━━ Source material ━━

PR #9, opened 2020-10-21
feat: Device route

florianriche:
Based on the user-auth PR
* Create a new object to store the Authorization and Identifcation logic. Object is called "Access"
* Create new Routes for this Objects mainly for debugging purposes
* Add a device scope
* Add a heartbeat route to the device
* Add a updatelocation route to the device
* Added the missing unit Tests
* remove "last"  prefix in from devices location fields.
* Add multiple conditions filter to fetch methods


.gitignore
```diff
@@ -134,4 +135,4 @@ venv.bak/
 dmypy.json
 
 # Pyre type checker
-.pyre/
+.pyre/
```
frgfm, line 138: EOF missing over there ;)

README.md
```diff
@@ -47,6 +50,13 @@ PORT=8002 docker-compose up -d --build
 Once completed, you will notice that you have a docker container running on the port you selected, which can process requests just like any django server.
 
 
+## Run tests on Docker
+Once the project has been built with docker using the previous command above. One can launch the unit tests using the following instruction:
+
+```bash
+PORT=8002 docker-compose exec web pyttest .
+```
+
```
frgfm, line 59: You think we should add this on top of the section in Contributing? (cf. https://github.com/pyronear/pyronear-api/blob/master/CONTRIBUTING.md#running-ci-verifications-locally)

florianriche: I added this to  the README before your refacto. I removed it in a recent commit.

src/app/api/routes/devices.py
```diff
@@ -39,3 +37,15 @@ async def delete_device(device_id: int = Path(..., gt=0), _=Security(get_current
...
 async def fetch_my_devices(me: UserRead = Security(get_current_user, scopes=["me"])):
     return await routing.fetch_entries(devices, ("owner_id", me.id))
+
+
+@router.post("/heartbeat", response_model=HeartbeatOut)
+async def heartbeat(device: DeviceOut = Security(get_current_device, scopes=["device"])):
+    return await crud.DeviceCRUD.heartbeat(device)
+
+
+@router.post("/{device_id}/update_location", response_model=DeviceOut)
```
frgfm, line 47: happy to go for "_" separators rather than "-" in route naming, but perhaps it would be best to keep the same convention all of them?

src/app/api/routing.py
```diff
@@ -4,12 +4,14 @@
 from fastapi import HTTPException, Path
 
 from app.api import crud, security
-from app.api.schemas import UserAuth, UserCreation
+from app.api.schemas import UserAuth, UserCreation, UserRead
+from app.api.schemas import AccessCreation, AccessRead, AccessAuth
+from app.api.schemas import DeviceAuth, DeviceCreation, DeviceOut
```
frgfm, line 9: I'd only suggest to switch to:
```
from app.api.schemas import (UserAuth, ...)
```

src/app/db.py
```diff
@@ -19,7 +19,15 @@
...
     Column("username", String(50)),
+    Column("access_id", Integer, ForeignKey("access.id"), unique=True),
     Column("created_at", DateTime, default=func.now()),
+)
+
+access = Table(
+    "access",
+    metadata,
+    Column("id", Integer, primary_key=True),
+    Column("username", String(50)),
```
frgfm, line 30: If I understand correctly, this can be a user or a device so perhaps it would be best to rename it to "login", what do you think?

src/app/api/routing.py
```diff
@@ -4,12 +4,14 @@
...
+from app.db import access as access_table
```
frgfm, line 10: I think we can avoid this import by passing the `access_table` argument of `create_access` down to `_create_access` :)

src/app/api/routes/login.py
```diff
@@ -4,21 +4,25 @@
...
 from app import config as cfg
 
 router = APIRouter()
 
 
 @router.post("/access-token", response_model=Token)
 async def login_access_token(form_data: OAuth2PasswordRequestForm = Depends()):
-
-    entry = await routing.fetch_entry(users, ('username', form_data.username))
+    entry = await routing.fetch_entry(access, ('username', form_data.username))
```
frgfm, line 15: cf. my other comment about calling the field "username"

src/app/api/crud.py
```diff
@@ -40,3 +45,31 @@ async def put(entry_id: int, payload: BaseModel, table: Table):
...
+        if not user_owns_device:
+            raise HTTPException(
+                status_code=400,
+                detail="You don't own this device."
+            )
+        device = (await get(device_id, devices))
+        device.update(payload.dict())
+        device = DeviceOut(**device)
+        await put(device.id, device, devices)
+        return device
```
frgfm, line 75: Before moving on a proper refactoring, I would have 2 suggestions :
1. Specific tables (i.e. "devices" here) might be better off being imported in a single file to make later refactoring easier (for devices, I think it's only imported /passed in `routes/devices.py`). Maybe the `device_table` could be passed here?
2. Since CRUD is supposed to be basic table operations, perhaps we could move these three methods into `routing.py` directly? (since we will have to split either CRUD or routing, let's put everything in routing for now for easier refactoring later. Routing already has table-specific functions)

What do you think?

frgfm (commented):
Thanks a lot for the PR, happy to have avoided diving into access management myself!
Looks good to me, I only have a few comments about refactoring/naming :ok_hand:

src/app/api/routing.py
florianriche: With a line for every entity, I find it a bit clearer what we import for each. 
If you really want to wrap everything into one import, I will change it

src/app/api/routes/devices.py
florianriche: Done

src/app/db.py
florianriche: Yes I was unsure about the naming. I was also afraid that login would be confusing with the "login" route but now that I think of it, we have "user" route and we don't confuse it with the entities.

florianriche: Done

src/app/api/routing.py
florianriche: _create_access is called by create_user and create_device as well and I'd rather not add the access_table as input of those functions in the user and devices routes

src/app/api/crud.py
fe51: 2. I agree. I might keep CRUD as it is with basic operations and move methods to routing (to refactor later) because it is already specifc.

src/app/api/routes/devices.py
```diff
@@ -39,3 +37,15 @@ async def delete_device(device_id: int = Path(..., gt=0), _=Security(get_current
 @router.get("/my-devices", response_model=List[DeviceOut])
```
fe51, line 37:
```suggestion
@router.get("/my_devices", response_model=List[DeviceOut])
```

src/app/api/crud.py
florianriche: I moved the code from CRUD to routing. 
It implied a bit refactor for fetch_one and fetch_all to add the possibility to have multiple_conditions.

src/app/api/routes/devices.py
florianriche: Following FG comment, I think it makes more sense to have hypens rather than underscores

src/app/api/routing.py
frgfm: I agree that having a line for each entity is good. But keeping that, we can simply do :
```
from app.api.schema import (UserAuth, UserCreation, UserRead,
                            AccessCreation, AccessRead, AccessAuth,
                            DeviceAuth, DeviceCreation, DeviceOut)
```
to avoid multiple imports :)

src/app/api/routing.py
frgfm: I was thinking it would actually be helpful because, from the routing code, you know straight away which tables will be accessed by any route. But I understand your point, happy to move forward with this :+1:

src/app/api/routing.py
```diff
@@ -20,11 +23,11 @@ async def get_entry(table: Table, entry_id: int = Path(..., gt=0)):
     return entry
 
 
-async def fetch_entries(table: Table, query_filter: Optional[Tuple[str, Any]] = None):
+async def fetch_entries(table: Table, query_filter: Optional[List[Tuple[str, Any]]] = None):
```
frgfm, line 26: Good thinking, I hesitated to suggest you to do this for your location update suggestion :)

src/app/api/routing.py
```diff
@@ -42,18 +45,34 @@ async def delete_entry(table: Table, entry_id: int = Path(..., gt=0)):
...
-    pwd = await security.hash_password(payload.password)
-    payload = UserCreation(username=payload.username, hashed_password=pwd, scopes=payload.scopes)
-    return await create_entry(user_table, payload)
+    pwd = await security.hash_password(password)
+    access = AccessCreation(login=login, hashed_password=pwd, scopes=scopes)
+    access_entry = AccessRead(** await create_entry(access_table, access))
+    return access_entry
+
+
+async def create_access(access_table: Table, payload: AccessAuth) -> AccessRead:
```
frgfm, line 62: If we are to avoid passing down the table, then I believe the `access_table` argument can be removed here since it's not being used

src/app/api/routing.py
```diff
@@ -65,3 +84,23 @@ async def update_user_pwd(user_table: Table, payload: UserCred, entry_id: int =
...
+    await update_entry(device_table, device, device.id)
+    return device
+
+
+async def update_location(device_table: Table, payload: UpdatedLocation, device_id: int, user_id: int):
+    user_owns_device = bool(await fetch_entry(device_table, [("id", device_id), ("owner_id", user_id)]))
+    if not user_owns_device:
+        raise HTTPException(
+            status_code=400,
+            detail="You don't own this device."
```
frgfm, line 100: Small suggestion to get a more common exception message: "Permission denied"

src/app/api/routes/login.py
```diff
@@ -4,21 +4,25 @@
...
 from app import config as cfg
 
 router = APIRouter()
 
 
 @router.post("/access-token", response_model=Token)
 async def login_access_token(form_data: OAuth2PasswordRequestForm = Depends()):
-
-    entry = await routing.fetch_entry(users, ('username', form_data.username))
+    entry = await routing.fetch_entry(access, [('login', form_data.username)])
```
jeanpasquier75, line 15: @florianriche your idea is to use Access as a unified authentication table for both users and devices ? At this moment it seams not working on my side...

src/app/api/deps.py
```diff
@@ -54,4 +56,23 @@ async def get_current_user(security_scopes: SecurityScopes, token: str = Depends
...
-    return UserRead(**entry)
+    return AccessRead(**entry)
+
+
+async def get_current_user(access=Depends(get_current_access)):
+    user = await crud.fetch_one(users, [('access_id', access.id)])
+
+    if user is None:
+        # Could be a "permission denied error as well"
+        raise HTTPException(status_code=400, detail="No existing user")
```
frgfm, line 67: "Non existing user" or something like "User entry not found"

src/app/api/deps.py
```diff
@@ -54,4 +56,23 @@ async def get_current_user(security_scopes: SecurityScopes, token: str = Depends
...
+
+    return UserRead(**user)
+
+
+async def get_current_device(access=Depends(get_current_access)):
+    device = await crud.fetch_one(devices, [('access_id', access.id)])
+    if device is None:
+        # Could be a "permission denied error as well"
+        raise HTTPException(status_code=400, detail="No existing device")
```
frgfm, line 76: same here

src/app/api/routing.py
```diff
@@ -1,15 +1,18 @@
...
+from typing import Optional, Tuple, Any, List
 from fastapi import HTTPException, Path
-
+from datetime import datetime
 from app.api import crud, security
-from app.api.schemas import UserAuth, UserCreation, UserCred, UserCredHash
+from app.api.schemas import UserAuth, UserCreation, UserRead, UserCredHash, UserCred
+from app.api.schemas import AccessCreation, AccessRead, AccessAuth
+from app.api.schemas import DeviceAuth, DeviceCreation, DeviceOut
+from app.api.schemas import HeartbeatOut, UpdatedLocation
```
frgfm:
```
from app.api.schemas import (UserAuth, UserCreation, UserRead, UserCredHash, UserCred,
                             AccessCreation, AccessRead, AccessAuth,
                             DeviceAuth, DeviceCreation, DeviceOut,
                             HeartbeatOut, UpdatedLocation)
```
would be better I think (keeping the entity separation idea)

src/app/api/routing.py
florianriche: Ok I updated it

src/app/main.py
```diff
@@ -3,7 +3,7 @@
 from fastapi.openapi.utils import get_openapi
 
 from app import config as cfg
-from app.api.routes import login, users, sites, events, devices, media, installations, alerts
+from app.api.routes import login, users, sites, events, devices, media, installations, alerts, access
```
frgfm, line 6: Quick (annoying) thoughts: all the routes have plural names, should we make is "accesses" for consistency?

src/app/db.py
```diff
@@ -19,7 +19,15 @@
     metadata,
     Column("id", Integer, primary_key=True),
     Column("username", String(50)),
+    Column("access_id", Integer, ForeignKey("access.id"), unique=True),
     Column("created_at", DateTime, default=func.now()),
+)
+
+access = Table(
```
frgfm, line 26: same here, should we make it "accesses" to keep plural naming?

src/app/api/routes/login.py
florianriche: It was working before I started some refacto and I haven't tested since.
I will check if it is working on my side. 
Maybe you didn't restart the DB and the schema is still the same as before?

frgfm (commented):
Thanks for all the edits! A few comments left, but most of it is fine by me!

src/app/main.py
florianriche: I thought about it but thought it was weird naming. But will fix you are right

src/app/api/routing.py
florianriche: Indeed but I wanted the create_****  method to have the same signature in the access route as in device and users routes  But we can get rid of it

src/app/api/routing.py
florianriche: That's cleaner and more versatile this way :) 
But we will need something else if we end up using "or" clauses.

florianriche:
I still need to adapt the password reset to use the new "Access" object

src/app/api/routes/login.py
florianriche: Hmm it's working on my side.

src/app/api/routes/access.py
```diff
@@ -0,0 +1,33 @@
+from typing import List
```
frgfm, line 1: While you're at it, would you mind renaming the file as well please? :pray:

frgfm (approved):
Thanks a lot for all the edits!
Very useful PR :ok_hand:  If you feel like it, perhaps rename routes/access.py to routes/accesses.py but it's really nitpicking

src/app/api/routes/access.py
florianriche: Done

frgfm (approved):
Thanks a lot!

━━━

What you are asked to do: Lines from the start of the records through the one containing "heartbeat route to the device" are what should be retyped, exactly and in full, both ends included.

Written response:
PR #9, opened 2020-10-21
feat: Device route

florianriche:
Based on the user-auth PR
* Create a new object to store the Authorization and Identifcation logic. Object is called "Access"
* Create new Routes for this Objects mainly for debugging purposes
* Add a device scope
* Add a heartbeat route to the device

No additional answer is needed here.